Однажды у него из кармана выпала пачка папирос. Откуда папиросы? «Батя у меня курит, батины это». Хотя трудовик утверждал, что это его папиросы, которые на днях пропали со стола в мастерской, точно пачка его — ровно трех папиросин недостает, на перемене перекурил и пачку на столе оставил: «Сам дурак! Разве можно доверять этим засранцам?» И вот вскоре после этой жалобы трудовику в сапоги, оставленные там же, в мастерской, наложили по самое не хочу. Шмон стоял еще три дня, как он эти сапоги на помойку отнес. Кто наложил? Копейкин, кто же еще. Он ведь в столовой жрет за троих, а самого на просвет видать. Куда добро-то уходит? Понятно куда. Трудовик еще неделю ругался грязно и длинно, наплевав на педагогические принципы, которые «на этих отморозков не действуют».
И вот «это говно» забрали на каникулы домой, где не работало «радиво». Татьяна Петровна наблюдала с крыльца, как за ним явился отец — тихий с виду дядька в видавшей виды фуфайке и потертой кепчонке. Ходил, ноги приволакивая, в землю смотрел. А Вася радостно припустил ему навстречу с крыльца. Она невольно попыталась придержать его за руку, непонятно даже зачем, но он грубо вывернулся, кажется, даже огрызнулся: «Отстань!» — и побежал вприпрыжку навстречу своему отцу-пьянице.
Родной отец все-таки, которого Копейкин, наверное, любил, а разве могло быть иначе? Когда они удалились со двора, взявшись за руки, Татьяна Петровна даже отвернулась, чтобы не смотреть им вслед. Зачем она привязалась к этому мальчику по имени Василий Михайлович? На что надеялась, ведь ее сына уже пять лет как нет на свете, и воскресить его невозможно...
«Отстань!» — до сих пор звучало в ушах.

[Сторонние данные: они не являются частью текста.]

PR #4879, opened 2020-04-17
neon, bump version, remove old recipes, packages depending on neon should be rebuild due compat change

Begasus:


Begasus:
From their website: API and ABI backwards-compatible with 0.27.x and later

The provides mention compat >= 29 (should be OK) but maybe it should be changed to 27?

pulkomandy:
The libversioncompat is fine, I think that's the only thing that matters.

Begasus:
> The libversioncompat is fine, I think that's the only thing that matters.

Hence why I didn't change the other :)

Begasus:
Checked with installing LibreOffice, works OK

korli:
Please tell in the commit message, that the compat version changed. Packages depending on neon should be rebuilt.

Begasus:
Packages using neon (from what I can find with a search at haikuports):
- [ ] cadaver
- [ ] musicbrainz
- [ ] libcoverart
- [ ] audacious_plugins
- [ ] subversion
- [ ] libreoffice

Begasus:
@korli Would you prefer a bulk revbump after the merge, or seperate revbumps? (Some patches need an update also (versioning = 31 now, issues with -Werror))

korli:
Bulk revbump when possible. If patches are needed individual revbump plus patch.

PR #11153, opened 2024-09-19
Recipe for Dune Legacy

Peppersawce:
Dune Legacy is an engine to run Dune II. Yes, we already got OpenDUNE but this one has more features (and the port of OpenDUNE has issues playing music). The game installs and seems to run fine but once a game starts the window doesn't refresh properly, at least on my end.

What could cause something like that? I recall compiling and running this port without any issue on Haiku a bunch of years ago


games-strategy/dunelegacy/dunelegacy-0.96.4.recipe
```diff
@@ -0,0 +1,72 @@
...
+COPYRIGHT="2016 Dune Legacy"
+LICENSE="GNU GPL v2"
+REVISION="1"
+SOURCE_URI="http://sourceforge.net/projects/dunelegacy/files/dunelegacy/$portVersion/dunelegacy-$portVersion-src.tar.bz2"
+CHECKSUM_SHA256="4740df9e94712b34f5d6fa1ca3c24658c4808b40431aa156ed66c318be9f4de8"
+SOURCE_FILENAME="dunelegacy-$portVersion-src.tar.bz2"
+PATCHES="dunelegacy-$portVersion.patchset"
+ADDITIONAL_FILES="dunelegacy.rdef.in"
+
+ARCHITECTURES="all ?x86_gcc2 ?x86"
```
Begasus, line 17: x86 isn't supported as primary architecture, no need to support gcc2 on this I guess.
```suggestion
ARCHITECTURES="all !x86_gcc2"
```

games-strategy/dunelegacy/dunelegacy-0.96.4.recipe
```diff
@@ -0,0 +1,72 @@
...
+SECONDARY_ARCHITECTURES="x86"
+
+PROVIDES="
+	dunelegacy$secondaryArchSuffix = $portVersion
+	app:dunelegacy = $portVersion
```
Begasus, line 22: I'd prefer (my interpretations) to have the binary installed in $commandBinDir (try to look up some examples on how to do this).

games-strategy/dunelegacy/dunelegacy-0.96.4.recipe
```diff
@@ -0,0 +1,72 @@
...
+	"
+
+BUILD()
+{
+	autoreconf --install
+
+	configure \
+		--build=$targetArchitecture-pc-haiku \
+		--bindir=$appsDir \
+		--datarootdir=$dataDir
```
Begasus, line 50: You can use runConfigure here, no need to set the paths (maybe just for commandBinDir).
If you decide for that, the lines mentioning the binary for the rdef should be changed also.

Peppersawce:
Any tips on how to debug the screen flicker issue btw?

Begasus:
No idea on the refres/flicker issue, maybe related to SDL2?

lonemadmax:
[Off-topic]

> and the port of OpenDUNE has issues playing music

Seems to work for me. Notice music is played through MIDI, and I think the nightlies don't include a MIDI soundfont by default, so if the issue is that no music is played you may need to install one.

Peppersawce:
I did some digging and found out the screen flicker issue is common for this version of the source:
[Flickering issue on Linux](https://github.com/henricj/dunelegacy/issues/2)
I applied the patch described there but the issue still affects the Mentat screen.

I could downgrade to 0.96.3  as that version doesn't seem to have the bug.
I am more tempted to switch to this version https://github.com/henricj/dunelegacy as it is more current. How would I go around setting a variant package? Would it be better if it was a separate package instead?

Peppersawce:
So, I noticed the entire Multiplayer menu was busted and crashed at almost any action, recompiled with more flags and it crashes less frequently (but it will eventually crash somewhere in there)

Peppersawce:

Да кто она такая этому Васе? Едва вернется домой — тут же забудет. Она побрела со двора прочь, на ходу соображая, а что же ей делать дома? Ужин готовить — так можно просто чаю попить с бутербродами. Ну, журнал почитать. Ну, телевизор посмотреть. Каждый вечер она влезала в просторный фланелевый халат, который хорошо защищал от сквозняков, а если под него еще и теплую сорочку с начесом пододеть, так и вообще славно. Ее квартира походила на склеп: здорово тянуло из-под пола, доски прохудились совсем, давно надо было подлатать, да все как-то некогда...
Теперь она часто сидела перед телевизором с чашкой чая, почти не вникая в происходящее на экране. Мысли текли плавно, мимо, почти не оставляя следов в сознании, потому что на вопросы, которые то и дело возникали в голове сами собой, как пузыри на водной глади, ответов попросту не могло быть либо же они находились где-то в совсем ином измерении. Что вот она такое — жизнь, например? И прилично ли думать об этом в солидном возрасте? Жизнь сама собой течет вперед изо дня в день, из года в год по накатанной колее. И пока она так течет — все в порядке. Странно, но в юности Татьяне Петровне представлялось, что жизнь — все-таки что-то другое. Борьба за победу, например, новые достижения. Кто чего-то в жизни достиг — тот молодец. Победитель. Но если так рассуждать, чего достигла она? Многого. У нее хорошая должность и неплохая зарплата, только нет самого главного — ее ведь, по большому счету, никто не любит, вообще никто. Даже бабу Галю, обычную почтальоншу, любил внук Вася. «Ба, я те лю», — выдернулось на поверхность из глубин ее памяти.